Check every line of the entries for the string "Snackbar" and return the ones that contain it.

==== Records shown ====

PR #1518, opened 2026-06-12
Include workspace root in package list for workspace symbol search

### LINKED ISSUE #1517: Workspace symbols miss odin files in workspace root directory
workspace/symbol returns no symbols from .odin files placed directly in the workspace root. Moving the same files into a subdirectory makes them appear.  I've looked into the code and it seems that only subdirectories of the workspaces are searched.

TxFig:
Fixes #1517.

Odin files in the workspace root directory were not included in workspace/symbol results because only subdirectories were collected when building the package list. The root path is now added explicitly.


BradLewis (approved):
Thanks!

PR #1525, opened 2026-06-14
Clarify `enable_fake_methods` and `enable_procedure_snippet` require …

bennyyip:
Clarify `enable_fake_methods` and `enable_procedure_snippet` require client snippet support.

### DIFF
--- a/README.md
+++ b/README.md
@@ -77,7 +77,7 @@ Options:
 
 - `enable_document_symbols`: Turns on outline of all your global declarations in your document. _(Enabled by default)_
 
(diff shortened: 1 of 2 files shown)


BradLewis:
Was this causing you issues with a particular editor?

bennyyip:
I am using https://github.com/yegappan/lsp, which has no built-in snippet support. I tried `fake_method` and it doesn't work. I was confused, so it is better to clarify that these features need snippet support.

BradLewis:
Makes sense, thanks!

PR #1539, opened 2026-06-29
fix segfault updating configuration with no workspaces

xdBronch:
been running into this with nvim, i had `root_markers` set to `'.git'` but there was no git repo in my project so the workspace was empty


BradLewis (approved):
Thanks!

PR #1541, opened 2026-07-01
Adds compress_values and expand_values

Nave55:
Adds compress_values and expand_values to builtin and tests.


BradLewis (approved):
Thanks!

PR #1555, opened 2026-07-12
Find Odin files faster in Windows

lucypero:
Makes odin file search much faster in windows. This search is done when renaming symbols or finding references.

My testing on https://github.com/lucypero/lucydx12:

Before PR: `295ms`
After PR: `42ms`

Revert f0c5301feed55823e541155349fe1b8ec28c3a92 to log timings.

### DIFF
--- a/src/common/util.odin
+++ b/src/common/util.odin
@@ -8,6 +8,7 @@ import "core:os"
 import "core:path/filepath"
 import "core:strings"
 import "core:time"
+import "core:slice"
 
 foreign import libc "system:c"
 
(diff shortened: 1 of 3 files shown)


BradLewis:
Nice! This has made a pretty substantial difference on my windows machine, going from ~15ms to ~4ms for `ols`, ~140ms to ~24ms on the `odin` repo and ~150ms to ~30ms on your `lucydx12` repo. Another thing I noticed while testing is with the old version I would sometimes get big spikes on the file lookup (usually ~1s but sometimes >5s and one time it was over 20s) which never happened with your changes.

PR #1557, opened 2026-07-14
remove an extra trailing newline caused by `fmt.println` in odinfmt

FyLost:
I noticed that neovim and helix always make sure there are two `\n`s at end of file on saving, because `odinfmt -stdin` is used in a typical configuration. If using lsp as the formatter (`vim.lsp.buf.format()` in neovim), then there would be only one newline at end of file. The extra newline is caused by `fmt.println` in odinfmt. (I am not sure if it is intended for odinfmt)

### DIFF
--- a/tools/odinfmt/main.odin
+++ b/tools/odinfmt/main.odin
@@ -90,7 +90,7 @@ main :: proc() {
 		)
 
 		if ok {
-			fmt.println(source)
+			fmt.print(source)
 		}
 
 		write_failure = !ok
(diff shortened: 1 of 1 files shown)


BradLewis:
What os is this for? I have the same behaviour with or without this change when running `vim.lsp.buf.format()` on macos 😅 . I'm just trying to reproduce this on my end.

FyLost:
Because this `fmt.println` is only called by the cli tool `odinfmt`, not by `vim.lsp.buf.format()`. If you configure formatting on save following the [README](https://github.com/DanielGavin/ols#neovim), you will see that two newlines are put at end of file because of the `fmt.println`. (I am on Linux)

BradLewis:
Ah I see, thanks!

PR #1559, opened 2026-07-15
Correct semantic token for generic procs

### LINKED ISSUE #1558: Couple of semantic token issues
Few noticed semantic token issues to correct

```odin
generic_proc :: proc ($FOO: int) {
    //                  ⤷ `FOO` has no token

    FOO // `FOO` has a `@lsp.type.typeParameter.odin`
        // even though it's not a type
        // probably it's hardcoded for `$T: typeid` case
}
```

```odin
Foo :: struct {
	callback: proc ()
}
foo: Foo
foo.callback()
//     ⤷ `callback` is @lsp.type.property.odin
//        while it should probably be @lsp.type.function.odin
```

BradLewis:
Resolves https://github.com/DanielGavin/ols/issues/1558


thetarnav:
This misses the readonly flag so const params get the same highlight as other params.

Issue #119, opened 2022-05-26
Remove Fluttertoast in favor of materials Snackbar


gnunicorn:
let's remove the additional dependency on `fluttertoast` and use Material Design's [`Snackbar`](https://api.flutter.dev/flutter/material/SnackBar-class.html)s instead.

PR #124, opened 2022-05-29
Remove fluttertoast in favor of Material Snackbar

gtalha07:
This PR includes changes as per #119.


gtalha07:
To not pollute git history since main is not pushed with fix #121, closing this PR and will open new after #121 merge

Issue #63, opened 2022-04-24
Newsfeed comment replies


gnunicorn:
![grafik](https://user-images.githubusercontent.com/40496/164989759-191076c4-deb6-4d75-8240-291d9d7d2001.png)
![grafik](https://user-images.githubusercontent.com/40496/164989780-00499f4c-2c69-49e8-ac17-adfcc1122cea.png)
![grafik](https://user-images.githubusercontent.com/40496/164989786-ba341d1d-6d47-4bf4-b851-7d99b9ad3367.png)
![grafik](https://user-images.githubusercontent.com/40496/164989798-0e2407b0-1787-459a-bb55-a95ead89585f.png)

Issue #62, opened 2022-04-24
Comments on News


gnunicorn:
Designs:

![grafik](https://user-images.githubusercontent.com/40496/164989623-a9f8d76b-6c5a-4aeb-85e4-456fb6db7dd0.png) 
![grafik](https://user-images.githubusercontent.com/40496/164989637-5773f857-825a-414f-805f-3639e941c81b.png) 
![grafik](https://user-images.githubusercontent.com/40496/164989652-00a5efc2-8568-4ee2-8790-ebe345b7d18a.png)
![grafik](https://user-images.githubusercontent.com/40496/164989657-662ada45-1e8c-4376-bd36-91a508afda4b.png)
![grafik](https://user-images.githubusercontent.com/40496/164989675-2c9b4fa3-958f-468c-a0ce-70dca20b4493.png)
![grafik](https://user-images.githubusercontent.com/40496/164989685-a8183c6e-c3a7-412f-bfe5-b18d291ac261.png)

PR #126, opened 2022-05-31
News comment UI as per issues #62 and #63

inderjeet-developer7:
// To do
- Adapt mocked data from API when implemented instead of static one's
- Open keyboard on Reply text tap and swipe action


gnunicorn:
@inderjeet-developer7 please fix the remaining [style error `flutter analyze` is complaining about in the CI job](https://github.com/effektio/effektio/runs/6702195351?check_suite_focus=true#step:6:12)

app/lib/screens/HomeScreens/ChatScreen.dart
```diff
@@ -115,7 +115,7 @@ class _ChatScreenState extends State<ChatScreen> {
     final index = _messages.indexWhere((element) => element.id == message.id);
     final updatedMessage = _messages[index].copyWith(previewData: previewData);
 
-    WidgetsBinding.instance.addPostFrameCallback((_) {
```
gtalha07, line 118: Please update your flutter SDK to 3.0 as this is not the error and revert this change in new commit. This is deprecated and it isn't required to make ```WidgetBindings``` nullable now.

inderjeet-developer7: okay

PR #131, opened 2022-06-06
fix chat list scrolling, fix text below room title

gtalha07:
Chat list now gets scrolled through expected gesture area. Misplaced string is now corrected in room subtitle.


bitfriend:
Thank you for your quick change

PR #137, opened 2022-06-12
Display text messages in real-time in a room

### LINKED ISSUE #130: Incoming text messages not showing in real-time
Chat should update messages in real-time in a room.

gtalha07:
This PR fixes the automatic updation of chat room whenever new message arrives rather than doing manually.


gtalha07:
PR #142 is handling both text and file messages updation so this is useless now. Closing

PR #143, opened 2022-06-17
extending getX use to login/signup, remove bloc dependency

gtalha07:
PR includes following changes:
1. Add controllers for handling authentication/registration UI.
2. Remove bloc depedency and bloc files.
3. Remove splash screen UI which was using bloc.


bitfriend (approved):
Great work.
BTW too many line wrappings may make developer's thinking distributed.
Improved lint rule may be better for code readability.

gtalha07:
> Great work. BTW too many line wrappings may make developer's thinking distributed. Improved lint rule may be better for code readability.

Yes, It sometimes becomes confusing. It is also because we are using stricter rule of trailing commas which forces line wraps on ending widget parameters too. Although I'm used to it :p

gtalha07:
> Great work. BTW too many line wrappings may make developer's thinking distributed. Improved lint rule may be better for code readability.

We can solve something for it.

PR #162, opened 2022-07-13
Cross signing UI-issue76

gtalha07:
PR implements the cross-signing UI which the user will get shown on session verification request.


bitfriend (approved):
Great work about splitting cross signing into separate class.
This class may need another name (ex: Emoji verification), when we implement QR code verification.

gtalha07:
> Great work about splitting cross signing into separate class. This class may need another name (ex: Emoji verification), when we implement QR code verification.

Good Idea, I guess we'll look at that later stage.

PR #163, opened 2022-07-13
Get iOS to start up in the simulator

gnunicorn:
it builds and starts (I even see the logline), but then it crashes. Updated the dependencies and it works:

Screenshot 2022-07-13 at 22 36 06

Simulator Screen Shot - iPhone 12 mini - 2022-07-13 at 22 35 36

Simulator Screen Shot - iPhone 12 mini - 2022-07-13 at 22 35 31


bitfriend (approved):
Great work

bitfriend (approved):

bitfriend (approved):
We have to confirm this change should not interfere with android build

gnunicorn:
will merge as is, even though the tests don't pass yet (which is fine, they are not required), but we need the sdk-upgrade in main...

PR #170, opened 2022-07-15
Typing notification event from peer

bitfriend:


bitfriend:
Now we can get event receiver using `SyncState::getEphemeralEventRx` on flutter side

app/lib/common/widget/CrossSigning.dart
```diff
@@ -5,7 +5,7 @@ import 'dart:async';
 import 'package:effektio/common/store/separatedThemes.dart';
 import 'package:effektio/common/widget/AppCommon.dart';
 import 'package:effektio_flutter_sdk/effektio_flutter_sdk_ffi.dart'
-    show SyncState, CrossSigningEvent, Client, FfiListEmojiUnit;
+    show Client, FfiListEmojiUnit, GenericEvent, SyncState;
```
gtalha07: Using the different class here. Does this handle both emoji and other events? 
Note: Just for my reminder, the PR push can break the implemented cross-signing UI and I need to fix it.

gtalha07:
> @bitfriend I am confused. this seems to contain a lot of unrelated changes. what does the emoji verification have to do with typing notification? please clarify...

====

Exercise output =
Remove Fluttertoast in favor of materials Snackbar
let's remove the additional dependency on `fluttertoast` and use Material Design's [`Snackbar`](https://api.flutter.dev/flutter/material/SnackBar-class.html)s instead.
Remove fluttertoast in favor of Material Snackbar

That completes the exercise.